Enrollment: : 3,760 students in kindergarten through 12th grade, making Punahou the largest co-ed independent school on a single campus in the U.S.

Tuition: $18,450 for all grades.

Financial aid: 11% of students receive need-based aid

Famous Alumni: President Barack Obama, class of 1979

Admissions: competitive; in 2011, there were 2,250 applicants for 450 spaces in K-12.

What Punahou is Like

Founded in 1841, Punahou (pronounced “Poon-a-hoe”) was originally a school to educate the children of Congregational missionaries in Hawaii. Soon after its founding, the school became non-sectarian. During World War II, the school was taken over by the Army Corps of Engineers, and students continued to study in local houses and at the University of Hawaii Teachers’ College.

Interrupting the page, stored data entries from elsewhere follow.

PR #178, opened 2025-05-30
Decode/encode JSON wire format messages for grpc-io.

vietj:
Motivation:

The server grpc-io does not support properly transcoding requests due to lack of support for JSON in its decoders.

Changes:

Implement JSON support in grpc-io bridge message encoder/decoder. In addition reuse the bridge codec instead of using more or less the same code in the Utils class.


zZHorizonZz (approved):
Don't really see anything wrong, so LGTM

PR #194, opened 2025-07-18
Add support for gRPC error metadata propagation

adparts:
This PR introduces support for propagating structured gRPC error metadata from the server to the client across the Vert.x gRPC stack. It allows both client and server components to handle and transmit metadata in error responses consistently.

Motivation:
Handling rich error information in gRPC is critical for debugging, client behavior, and user feedback. Until now, only status codes and messages were propagated, with no support for custom trailers or metadata.

This change allows:
- Server-side exceptions to carry metadata.
- Middleware and clients to access that metadata.
- End-to-end visibility of error context for both internal and external clients.

This feature is required for internal use at our company, where we rely on Vert.x-based gRPC services and need to provide detailed error context (status, message, and metadata) from server to client. Without this functionality, we are unable to fully adopt vertx-grpc in our projects.

**Changes**
 
Server
Created GrpcErrorInfoProvider interface to allow exceptions to expose:

- A GrpcStatus
- A message
- Metadata (io.vertx.core.MultiMap)

Made existing StatusException implement GrpcErrorInfoProvider and adapt GrpcServerResponseImpl to return the metadata from GrpcErrorInfoProvider

Client
Updated InvalidStatusException to include a metadata field.
Modified GrpcClientResponseImpl and the gRPC proto plugin to populate the metadata field when the returned status is not GrpcStatus.OK.

Vert.x gRPC-IO Layer
Server: Inject metadata into StatusRuntimeException for correct transmission to clients.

The school has long educated the elite of Oahu, and its most famous alumnus, President Barack Obama, was able to attend Punahou thanks to a scholarship. Barack, or “Barry” as he was known as a Punahou student, started the school in fifth grade after having attended a local public grammar school and after having spent time living in Indonesia. He has written and spoken about his time at the school, where he spent a great deal of time playing basketball. At Punahou, Obama also shone in the classroom, where his international experience enabled him to speak knowledgeably about other cultures. He has spoken publicly about how much the school’s support and encouragement have meant to him, and he returned to Punahou as President and played basketball in the gym.

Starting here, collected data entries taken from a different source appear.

PR #206, opened 2025-09-09
Refactor gRPC plugin implementation for modular architecture

zZHorizonZz:
Refactor the gRPC plugin by replacing `VertxGrpcGeneratorImpl` with a new modular architecture to improve maintainability, and allow future extendability.

This PR supersedes: #172


vertx-grpc-protoc-plugin2/src/main/java/io/vertx/grpc/plugin/protoc/ProtocRequestConverter.java
```diff
@@ -0,0 +1,174 @@
...
+  public static ProtocRequestConverter create(PluginProtos.CodeGeneratorRequest request) {
+    ProtobufTypeMapper typeMapper = new ProtobufTypeMapper(request.getProtoFileList());
+    return new ProtocRequestConverter(typeMapper);
+  }
+
+  public List<ServiceDescriptor> convertServices(PluginProtos.CodeGeneratorRequest request) {
+    List<ServiceDescriptor> services = new ArrayList<>();
+
+    for (DescriptorProtos.FileDescriptorProto fileProto : request.getProtoFileList()) {
+      if (!request.getFileToGenerateList().contains(fileProto.getName())) {
```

The school’s mission is centered not only on strong academics but also on character development and community service. The Luke Center for Public Service, at the heart of the campus near the famous lily pond, is dedicated to fostering service learning and helping students in grades k-12 connect with service opportunities in the community. Seniors take a course in community service and have time in their schedules to dedicate to community service. The school is one of the most environmentally sustainable or “greenest” in the country. Its new K-1 “neighborhood,” a five-building indoor/outdoor space, features use of solar energy and eco-friendly materials. The Case Middle School has won awards for sustainability; the air conditioning units turn off if the windows are opened, and the lights are designed to turn off if they do not detect motion or to dim if it’s a sunny day.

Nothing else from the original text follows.